Try it >> Transcribe the listing below only from the line with "generated mocks) |" up to and including the line with "matcher reader |".

------ Task input

Issue #3260, opened 2026-06-10
Support per-application CORS allowed origins in addition to deployment.yaml


rajithacharith:
## Summary

Currently CORS allowed origins are configured globally in `deployment.yaml` only. This change adds support for per-application CORS origin configuration, merged as a **union** with the global list (a request is allowed if it matches either the global config or the application's own origins).

## Motivation

Different applications (SPAs, mobile clients, partner integrations) are hosted on different origins. Requiring all origins to be listed in `deployment.yaml` is operationally inflexible — operators need a config reload to add an origin for a single application.

### Data storage
`corsAllowedOrigins []string` stored in `InboundClient.Properties` under key `cors_allowed_origins` (same pattern as `contacts`). No new DB columns or migrations needed.

### In-memory registry (`internal/system/cors/registry.go`)
A `sync.RWMutex`-guarded `map[clientID]*Matcher` populated at server start from all persisted applications and kept in sync by the application service on create/update/delete.

```
SetAppMatcher(clientID string, origins []string) error
RemoveAppMatcher(clientID string)
GetAppMatcher(clientID string) *Matcher
```

Uses the existing `compileAll` + `newMatcher` in the `cors` package — no new compilation logic.

### Middleware (`internal/system/middleware/cors.go`)
After the global matcher check, fall through to a per-app check using `client_id` from the request query string:

```go
allow, echo := globalMatcher.Match(parsed)
if !allow {
    if clientID := r.URL.Query().Get("client_id"); clientID != "" {
        if appMatcher := cors.GetAppMatcher(clientID); appMatcher != nil {
            allow, echo = appMatcher.Match(parsed)
        }
    }
}
```

**Scope:** per-app CORS applies to requests carrying `client_id` as a query param (authorization endpoint always satisfies this). Token endpoint POST-body requests fall back to global config only.

## Files to change

| File | Change |
|---|---|
| `internal/system/cors/registry.go` | **New** — registry with Set/Get/Remove |
| `internal/application/model/application.go` | Add `CORSAllowedOrigins []string` to 6 structs |
| `internal/application/constants.go` | Add `propCORSAllowedOrigins = "cors_allowed_origins"` |
| `internal/application/service.go` | Wire field through toInboundClient, toProcessedDTO, all builders, and CRUD hooks; add `loadCORSRegistry` |
| `internal/application/init.go` | Call `loadCORSRegistry` at startup |
| `internal/system/middleware/cors.go` | Union check: global OR per-app matcher |

[...]

PR #3382, opened 2026-06-18
Add runtime-configurable server-config store with dynamic CORS

ImalshaD:
### Purpose

CORS allowed origins can currently only be set in `deployment.yaml`, which requires a server restart/reload to change. This PR introduces a **generic, runtime-mutable server-wide configuration store** — a `SERVER_CONFIG` table in `configdb`, a service, and an authorized REST API — with **dynamic CORS as its first consumer**.

- Effective allowed origins = **union** of the `deployment.yaml` baseline (boot-time) and the runtime `cors` config. The API only ever *adds* origins; existing behaviour is unchanged.
- Origins added via the API take effect **immediately, with no restart**.
- The store is generic (one row per config section, value stored as opaque JSON), so a future server-wide config is a **new row, never a schema change**.

**Note on approach (differs from the issue).** Issue #3260 proposes binding origins to individual **applications** (`InboundClient.Properties` + a per-app registry). After design discussion, this PR deliberately takes a different approach: the underlying need is a **server-wide** setting that is changeable at runtime — CORS allowed origins behave like a `deployment.yaml` setting, not an application attribute — so it is modeled as a generic server-config store rather than per-application/per-OU scoping. The rationale is captured in the design discussion on the issue.

### Approach

**Layering.** The **service** is the single, reusable entry point: the REST API and every in-process consumer (the CORS check today, future ones later) go through it. The **store** beneath it owns DB CRUD + read-through caching, and consumers never touch it directly. The generic service/store know nothing about CORS.

**Data model** (`SERVER_CONFIG` in `configdb`):
- Composite PK `(DEPLOYMENT_ID, NAME)`, no surrogate `ID` (config-table convention). Server-global — no `OU_ID`.
- Generic key → JSON value (`JSONB` on Postgres / `TEXT` on SQLite). Writes are upserts.

**Validation (the service is the policy gate), in two layers:**
- **Name gate** — a static allow-list of supported config names; unknown names are rejected.
- **Value validation (pluggable)** — a per-config validator registry. Concrete validators live in their **domain** package (CORS origin validation stays in the `cors` package) and are **registered at the composition root** (`cmd/server/servicemanager.go`). This is required, not just tidy: `cors` is already an indirect dependency of the config/cache layer, so binding the validator at the composition root keeps the generic service free of `cors` and avoids an import cycle. **Adding a new config = add an allowed name + register its validator.**
- **Atomic batch writes** — one `PUT` may carry several sections; validate *all* present sections first (one bad section ⇒ whole request rejected, no partial write), then persist in a single transaction, invalidating cache only after commit.

**Dynamic CORS (consumer of the store).** The middleware checks the boot-time global matcher (`deployment.yaml`) first; on a miss it falls through to a **nil-safe dynamic matcher** (`matchOrigin` → global, then dynamic, first hit wins). The dynamic matcher reads the cached `cors` config and **memoizes** the compiled matcher, recompiling only when the stored value changes (no regex compilation on the hot path). **Fail-safe:** on missing/invalid/uncompilable config it keeps the last-good matcher and logs, rather than dropping CORS for everyone. The middleware cannot import the config store (import cycle via route registration), so the config reader is injected as a hook from the composition root. Per-route CORS options (methods, credentials, max-age) are unchanged — only whether an origin is allowed.

**API surface** (`/server-config`, OpenAPI in `api/server-config.yaml`):
- `PUT /server-config` — upsert, multi-section, authorized.
- `GET /server-config` — list; supported sections are always present with their empty default (returns `{"cors": []}` when unset).
- `GET /server-config/{name}` — read-only single section; unsupported name → **400 SVRCFG-1001**. (Empty defaults apply here too: unset → **200 `{"cors": []}`**.)
- Empty defaults are applied at the **HTTP layer only**; the service's `GetConfig` still returns "not set", so the dynamic matcher's fail-safe is unchanged.
- Error codes: `SVRCFG-1001` unsupported name, `SVRCFG-1002` not found, `SVRCFG-1003` invalid value, `SVRCFG-1004` malformed request.

**Access control.** No new permissions. `/server-config` is not a public path, so it requires the existing root **`system`** permission, scoping management to system administrators.

**Change surface:**

| Area | Files |
|---|---|
| New module | `internal/serverconfig/` — store, cache-backed store, service, handler, init, model, validator, constants, error_constants (+ unit tests + generated mocks) |
| CORS package | `internal/system/cors/` — `compiler.go` (compile-only `CompileMatcher` + JSON unmarshal), `dynamic.go` (memoized runtime matcher + fail-safe), `validator.go` (`OriginValidator`) (+ tests) |
| Middleware | `internal/system/middleware/cors.go` — nil-safe union fall-through `matchOrigin` (+ test) |
| Composition root | `cmd/server/servicemanager.go` — register CORS validator + install dynamic matcher reader |
| Schema | `dbscripts/configdb/{postgres,sqlite}.sql` — `SERVER_CONFIG` table |
| Spec / i18n | `api/server-config.yaml` (OpenAPI); `internal/system/i18n/core/defaults.go` (SVRCFG message defaults) |
| Mocks | `.mockery.private.yml` — `serverconfig` entry (mocks generated via `make mockery`) |
| Integration tests | `tests/integration/serverconfig/` + `tests/integration/cors/` (+ static CORS baseline in `tests/integration/resources/deployment.yaml`) |

### Testing

**Unit tests** — `serverconfig` **99.1%**, `middleware` **100%**, `cors` new code **100%**.
```
cd backend
go test ./internal/serverconfig/... ./internal/system/cors/... ./internal/system/middleware/... -cover
```

**Integration tests** — split into two packages by concern, run via the harness against a live server on `:8095` with a real admin OAuth token; **13 tests, all passing**:
- `tests/integration/serverconfig/` — `ServerConfigAPITestSuite` (7): list/empty defaults; `GET /{name}` section / empty / unsupported → 1001; `PUT` invalid (`["*"]`) → 1003 (not persisted); `PUT` malformed → 1004; auth gate → 401 `AUTH-4010`.
- `tests/integration/cors/` — `DynamicCORSTestSuite` (6): dynamic origin allowed after `PUT` with no restart; union with the static baseline; regex origin; multiple origins; replace (de-registers old origin); clear (`PUT []`) revokes while baseline survives.
```
cd thunderid
make build_backend   # package the pack (only when backend code changes)
make test_integration PACKAGE=./... RUN='TestServerConfigAPITestSuite|TestDynamicCORSTestSuite'
```

**Manual runtime smoke test** — verified end-to-end on a live server: dynamic origin persisted at runtime is allowed cross-origin with no restart; static baseline preserved; `/server-config` requires auth.

### Related Issues
- Refs #3260 (see "Note on approach" above — implemented as a system-wide server-config store rather than per-application scoping).

### Related PRs
- N/A

### Checklist
    - [x] Unit Tests
    - [x] Integration Tests
- [ ] Breaking changes. (Fill if applicable) — none.

### Security checks

## Summary by CodeRabbit

* **New Features**
  * Added Server Configuration API for managing deployment settings at runtime.
  * Enabled dynamic CORS origin configuration without requiring server restart.
  * Added support for both literal and regex-pattern origin matching in CORS policies.

* **Documentation**
  * Added OpenAPI 3.0.3 specification for the Server Configuration API.


backend/internal/serverconfig/error_constants.go
```diff
@@ -0,0 +1,83 @@
...
+	"github.com/thunder-id/thunderid/internal/system/error/serviceerror"
+	"github.com/thunder-id/thunderid/internal/system/i18n/core"
+)
+
+// Client errors for server-config operations.
+var (
+	// ErrorUnsupportedConfigName is the error returned when the config name is not supported.
+	ErrorUnsupportedConfigName = serviceerror.ServiceError{
+		Type: serviceerror.ClientErrorType,
+		Code: "SVRCFG-1001",
```
rajithacharith: We are following XXX-0000 pattern when defining errors. Let's follow that

backend/cmd/server/deployment.yaml
rajithacharith, line 1: Let's remove this from the commit

backend/internal/system/cors/dynamic.go
```diff
@@ -0,0 +1,103 @@
...
+// dynamicInstance holds the runtime CORS matcher. It is installed once at server start by
+// InitializeDynamicMatcher and read on every CORS request via GetDynamicMatcher.
+//
+// Like instance, it is a plain var rather than an atomic — installation runs on the main goroutine
+// before the HTTP server starts, so there is no concurrent reader/writer overlap to guard against.
+var dynamicInstance *dynamicMatcher
+
+// OriginConfigReader returns the current raw JSON origin config and whether it is set. It is supplied
+// by the configuration consumer so the cors package never imports the configuration store.
+type OriginConfigReader func() (raw []byte, ok bool)
```
rajithacharith, line 39: We can change this to 
```
type OriginConfigReader interface {
	GetConfig(ctx context.Context, name ConfigName) (json.RawMessage, *serviceerror.ServiceError)
}
```
And pass the server config service from the servicemanager.go

This way it will keep the same pattern

backend/internal/serverconfig/cache_backed_store.go
```diff
@@ -0,0 +1,111 @@
...
+	"github.com/thunder-id/thunderid/internal/system/cache"
+	"github.com/thunder-id/thunderid/internal/system/log"
+)
+
+const serverConfigCacheName = "ServerConfigByNameCache"
+
+// cachedBackStore wraps a serverConfigStoreInterface with an in-memory cache for
+// GetServerConfigByName. Writes invalidate the affected cache entries.
+type cachedBackStore struct {
+	configCache cache.CacheInterface[*ServerConfig]
```
rajithacharith, line 33: What is the possibility of having cors specific cache?
```
	corsCache cache.CacheInterface[bool]
```

api/server-config.yaml
```diff
@@ -0,0 +1,322 @@
...
+    OAuth2:
+      type: oauth2
+      flows:
+        authorizationCode:
+          authorizationUrl: https://localhost:8090/oauth2/authorize
+          tokenUrl: https://localhost:8090/oauth2/token
+          scopes:
+            system: Access to system management APIs
+        clientCredentials:
+          tokenUrl: https://localhost:8090/oauth2/token
```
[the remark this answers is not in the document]
ImalshaD: This is fixed.

api/server-config.yaml
```diff
@@ -0,0 +1,322 @@
...
+          scopes:
+            system: Access to system management APIs
+
+  schemas:
+    CORSOriginEntries:
+      type: array
+      description: |
+        Allowed CORS origins. Each entry is either a literal origin string (or the special value
+        `null`) or a regex object. These are added to the origins configured in `deployment.yaml`.
+      items:
```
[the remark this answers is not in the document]
ImalshaD: This is fixed.

tests/integration/cors/cors_dynamic_test.go
```diff
@@ -0,0 +1,169 @@
...
+	suite.Run(t, new(DynamicCORSTestSuite))
+}
+
+func (suite *DynamicCORSTestSuite) SetupSuite() {
+	suite.adminClient = testutils.GetHTTPClient()
+	suite.plainClient = &http.Client{
+		Transport: &http.Transport{
+			TLSClientConfig: &tls.Config{InsecureSkipVerify: true},
+		},
+	}
```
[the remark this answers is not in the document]
ImalshaD: This is fixed.

ThumulaPerera:
Added a comment regarding the general direction in the issue https://github.com/thunder-id/thunderid/issues/3260#issuecomment-4748864301

ImalshaD:
Closing the PR as Issue is closed with a Separate PR.

PR #3411, opened 2026-06-19
Resolve favicon by OS color scheme and Vite base URL

KD23243:
## Purpose
The `Head` component in the console and gate apps resolved the favicon in JavaScript from the in-app OxygenUI color scheme, coupling the tab icon to the in-app theme toggle instead of the OS / browser color scheme. It also emitted favicon paths verbatim, so relative paths failed to load when the app is served under a sub-path such as `/console` or `/gate`.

------------

Problem solution >>
| New module | `internal/serverconfig/` — store, cache-backed store, service, handler, init, model, validator, constants, error_constants (+ unit tests + generated mocks) |
| CORS package | `internal/system/cors/` — `compiler.go` (compile-only `CompileMatcher` + JSON unmarshal), `dynamic.go` (memoized runtime matcher + fail-safe), `validator.go` (`OriginValidator`) (+ tests) |
| Middleware | `internal/system/middleware/cors.go` — nil-safe union fall-through `matchOrigin` (+ test) |
| Composition root | `cmd/server/servicemanager.go` — register CORS validator + install dynamic matcher reader |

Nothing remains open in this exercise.